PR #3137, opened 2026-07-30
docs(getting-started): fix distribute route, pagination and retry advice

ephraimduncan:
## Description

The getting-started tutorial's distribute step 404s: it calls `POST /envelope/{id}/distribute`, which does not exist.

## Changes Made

Directions for this task: Copy the listing exactly as it stands.

Exercise solution:
PR #3137, opened 2026-07-30
docs(getting-started): fix distribute route, pagination and retry advice

ephraimduncan:
## Description

The getting-started tutorial's distribute step 404s: it calls `POST /envelope/{id}/distribute`, which does not exist.

## Changes Made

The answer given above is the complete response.